The best way to change the fluid in a transmission is through the cooler lines. Find the output line from the transmission, and hook a hose to it. Start the car in park, let it pump out the fluid on its own, and shut the motor off. Refill the transmission, and repeat until the fluid looks clean.

Someone mentioned that if your fluid is black, it is best to change only a small bit at a time. This is 100% correct. Wait a week or two, go back, and dump the sump ONLY again. Repeat this process every week or two until the fluid is clean.


----------



## fahadj2003 (Feb 25, 2013)

the jerks in the shifting are gone with thr fluid change.. but anotyer thing came up..
ok so on 2nd gear and now 6th too, it keeps shifting
like goes neutral and shifts back.. or doesnt shift on time..
and engine keeps revving till i let the acceleration go..
and on 6th, im sure its neutral coz the car starts slowing down..
not constant speed or something..
so can someone gimme an idea on what could be causing this?
thing is, unlike other countries, saudi is dominated by toyota
and other cars, especially automatic and chevy cars cost alot..
and the usual mechanics dunno **** about nnew cars and the
offical gm/chevy showroom charges alot.. i wanna know what this could be about to assess if i can last a couple weeks till my dad comes back from vacations, otherwise know whats going on..


----------



## fahadj2003 (Feb 25, 2013)

another question,os the torque converter ouside the tranny? or a ppart of it?
i know thats a noob question but whatever.. hoping not to pay 1000$ for jus labor costs of opening the tranny. _.


----------



## sciphi (Aug 26, 2011)

Torque converter is inside the transmission case, attached to the engine. 

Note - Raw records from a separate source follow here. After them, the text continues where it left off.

PR #557, opened 2024-11-20
use local copy of install_avalanchego_release.sh

iansuvak:
## Why this should be merged

Allows for easier custom avalanchego vs subnet-evm versions assuming they are compatible with each other

## How this works

Updates both the github e2e as well as `./scripts/e2e_test.sh` runner to use avalanchego version from `./scripts/versions.sh` instead of using the version from `subnet-evm` repo. 

## How this was tested

Existing tests should pass. 

## How is this documented
Need to update README.md for the simplified flow

### DIFF
--- a/scripts/install_avalanchego_release.sh
+++ b/scripts/install_avalanchego_release.sh
@@ -1,0 +1,133 @@
+#!/usr/bin/env bash
+# Copyright (C) 2024, Ava Labs, Inc. All rights reserved.
+# See the file LICENSE for licensing terms.
+
+# Following script is adapted from https://github.com/ava-labs/subnet-evm/blob/master/scripts/install_avalanchego_release.sh
+set -e
+
+# Load the versions
+ICM_OFFCHAIN_CONTRACTS_PATH=$(
+  cd "$(dirname "${BASH_SOURCE[0]}")"
+  cd .. && pwd
+)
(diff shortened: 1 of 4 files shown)


scripts/install_avalanchego_release.sh
```diff
@@ -0,0 +1,133 @@
+#!/usr/bin/env bash
```
geoff-vball, line 1: We once had this copied over from `subnet-evm`, but got rid of it for some reason. Are we not able to use the file directly from our submodule while setting some env vars? Would it possibly be worthwhile to make a PR to `subnet-evm` to make it usable if not? Just spitballing :)

iansuvak: We use it like this in teleporter. I think scripts like this are reasonable to have copy pastad in individual repos IMO  and we do it already with other scripts. Happy to be overridden though.

geoff-vball: Oh, lol forgot which repo I was in. Can we use the one from the teleporter submodule? I don't mind copying code if its the best/easiest option, just wondering if we can piggyback somewhere here

iansuvak: each of them uses their own `versions.sh` we certainly can but then we end up with the same problem of coupling repos tighter than they need to be

geoff-vball: Yeah, that's fair, you've convinced me 😅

I'd try another fluid change before dropping $1000 on transmission removal. Since the fluid was absolutely disgusting and was changed once, there's still a lot of gross fluid in the transmission. Get it out of there and see where your car is.


----------



## fahadj2003 (Feb 25, 2013)

can you pinpoint what the prob could be?
ive changed the oil alot as of now..
what causes weird random shifting back and forth?


----------